● EXERCISE INSTRUCTIONS
Only the lines from the first line of the records through the line containing "Two options can" belong in the answer. Copy them exactly.

====== INFORMATION ======

PR #3219, opened 2024-05-08
Debug Menu extensions: Display strings & interpreter stacks

florianessl:
Adds two new items to the F9 Debug Menu:
- "Strings"
- "Interpreter"

String display supports viewing multiline strings through a special new window "Window_StringView"
Two options can be toggled:
- Automatic linebreaks
- Command Evaluation ( default inserter with \v, \n, \t )

screenshot_160

Viewing the current interpreter stacks
(right side: [current command] / [commands_size])
screenshot_161

### DIFF
--- a/src/window_interpreter.cpp
+++ b/src/window_interpreter.cpp
@@ -45,10 +45,9 @@ Window_Interpreter::~Window_Interpreter() {
 
 }
 
-void Window_Interpreter::SetStackState(bool is_ce, std::string interpreter_desc, lcf::rpg::SaveEventExecState state) {
-	this->interpreter_desc = interpreter_desc;
+void Window_Interpreter::SetStackState(bool is_ce, int owner_evt_id, std::string interpreter_desc, lcf::rpg::SaveEventExecState state) {
+	this->display_item = { is_ce, owner_evt_id, interpreter_desc };
 	this->state = state;
-	this->is_ce = is_ce;
 }
 
 void Window_Interpreter::Refresh() {
@@ -73,12 +72,14 @@ void Window_Interpreter::Refresh() {
 			auto& prev_frame = state.stack[i - 1];
 			auto& com = prev_frame.commands[prev_frame.current_command - 1];
 			if (com.code == 12330) { // CallEvent
-				is_calling_ev_ce = true;
 				if (com.parameters[0] == 0) {
+					is_calling_ev_ce = true;
 					evt_id = com.parameters[1];
 				} else if (com.parameters[0] == 3 && Player::IsPatchManiac()) {
+					is_calling_ev_ce = true;
 					evt_id = Main_Data::game_variables->Get(com.parameters[1]);
 				} else if (com.parameters[0] == 4 && Player::IsPatchManiac()) {
+					is_calling_ev_ce = true;
 					evt_id = Main_Data::game_variables->GetIndirect(com.parameters[1]);
 				}
 			}
@@ -90,7 +91,7 @@ void Window_Interpreter::Refresh() {
 			max_page_id = page_id;
 
 		StackItem item = StackItem();
-		item.is_ce = is_calling_ev_ce || (i == 0 && this->is_ce);
+		item.is_ce = is_calling_ev_ce || (i == 0 && this->display_item.is_ce);
 		item.evt_id = evt_id;
 		item.page_id = page_id;
 		item.name = "";
@@ -147,7 +148,7 @@ void Window_Interpreter::Refresh() {
 }
 
 bool Window_Interpreter::IsValid() {
-	return !interpreter_desc.empty();
+	return !display_item.desc.empty();
 }
 
 void Window_Interpreter::Update() {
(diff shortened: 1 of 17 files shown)


Ghabry:
For the Linux build you must update the Makefile.am file similar to CMakeLists

Ghabry:
Haven't read the entire code yet obviously. Just one thing I noticed: 

You wrote your own wrap code. We already have a word wrapping function Game_Message::WordWrap. Maybe use this one if applicable?

florianessl:
> Haven't read the entire code yet obviously. Just one thing I noticed:
> 
> You wrote your own wrap code. We already have a word wrapping function Game_Message::WordWrap. Maybe use this one if applicable?

I switched the code, so it uses this WordWrapping function now, instead of just cutting of at the exact position a text would overflow.

florianessl:
Rebased & refactored a bit. The ScopedVars branch depends on this, to make it possible to view & edit all frame-local variables for individual interpreter frames. I already moved some of the new code here (New choices window for debug scene) to make things easier to merge.

Considering the necessary changes for the debugging possibilities of the ScopedVars branch, this extension should be feature-complete, so feel free to test this!

Ghabry:
Cool. We do not have too many games that use String Vars online.

This test game here could be suitable: https://easyrpg.org/play/pr3219/?game=string-var&test-play

I think I found a bug: In this game when I go to Interpreter -> Main no cursor appears.

However when I try e.g. uid https://easyrpg.org/play/pr3219/?game=uid&test-play  it works. So I guess only having one interpreter bugs the Ui here?

Ghabry:
The issue is still not completely fixed: When you go in the string-var game to Strings -> Main the cursor is broken the first time. After Cancel -> Decision again it works :shrug:

src/window_interpreter.cpp
```diff
@@ -0,0 +1,181 @@
...
+			auto& prev_frame = state.stack[i - 1];
+			auto& com = prev_frame.commands[prev_frame.current_command - 1];
+			if (com.code == 12330) { // CallEvent
+				is_calling_ev_ce = true;
+				if (com.parameters[0] == 0) {
+					evt_id = com.parameters[1];
+				} else if (com.parameters[0] == 3 && Player::IsPatchManiac()) {
+					evt_id = Main_Data::game_variables->Get(com.parameters[1]);
+				} else if (com.parameters[0] == 4 && Player::IsPatchManiac()) {
+					evt_id = Main_Data::game_variables->GetIndirect(com.parameters[1]);
```
Ghabry, line 73: Are you attempting to figure out the event ID here?

Actually Maniac Patch added some debug fields to the ExexFrame for this purpose: ``maniac_event_info``, ``maniac_event_id``, ``maniac_event_page_id``. We do not have this implemented and you do not have to implement everything but ``maniac_event_id`` could be useful to track the ID across maps because its not reset to 0.

Ghabry (commented):
My bar for Debug Scene changes is quite low as it cannot break code and is - well - for debugging. Imo that code can be merged as is after the two issues are discussed/resolved.

src/window_interpreter.cpp
florianessl: Yeah, that's the idea..., I've noticed that there are several unimplemented fields, but skipped over them because I don't have any implementation details and didn't want to invest the time right now to figure this out. 😬
So this is far from perfect right now.
But yeah, I should probably change the tracked id field there. Completely forgot that the vanilla event_id gets reset.
I'm on holiday right now and won't have much time to look over this. If you want to change something, feel free to do so.

Ghabry: No Problem. Is nothing urgent Is enough when you annotate it with a fixme for now.

florianessl:
I added some "FIXME" comments for stuff that might need some minor rework, fixed some minor display issues & added support for the maniac fields "maniac_event_id" & "maniac_event_page_id".
I couldn't reproduce any more cursor issues with the strings example game though

Here's some example of a parallel process map event calling a CE, calling another map event, calling another CE...
screenshot_165
(Had to highlight this one, because this is some really unsafe stuff were it might be useful for the engine to warn the developer if such bounds are crossed -> on my list...)

Ghabry (approved):
Besides this one nit: LGTM :+1:

src/window_interpreter.cpp
```diff
@@ -54,12 +54,21 @@ void Window_Interpreter::SetStackState(bool is_ce, std::string interpreter_desc,
 void Window_Interpreter::Refresh() {
 	stack_display_items.clear();
 
-	int max_cmd_count = 0;
+	int max_cmd_count = 0, max_evt_id = 10, max_page_id = 0;
 
 	for (int i = state.stack.size() - 1; i >= 0; i--) {
 		int evt_id = state.stack[i].event_id;
+		int page_id = 0;
+		if ((Player::IsPatchManiac() || Player::HasEasyRpgExtensions()) && state.stack[i].maniac_event_id > 0) {
```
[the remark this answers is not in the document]
florianessl: Yup, guessed the same but I stuck with the strict approach. :D 
-> Will fix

======

● YOUR RESPONSE
PR #3219, opened 2024-05-08
Debug Menu extensions: Display strings & interpreter stacks

florianessl:
Adds two new items to the F9 Debug Menu:
- "Strings"
- "Interpreter"

String display supports viewing multiline strings through a special new window "Window_StringView"
Two options can be toggled:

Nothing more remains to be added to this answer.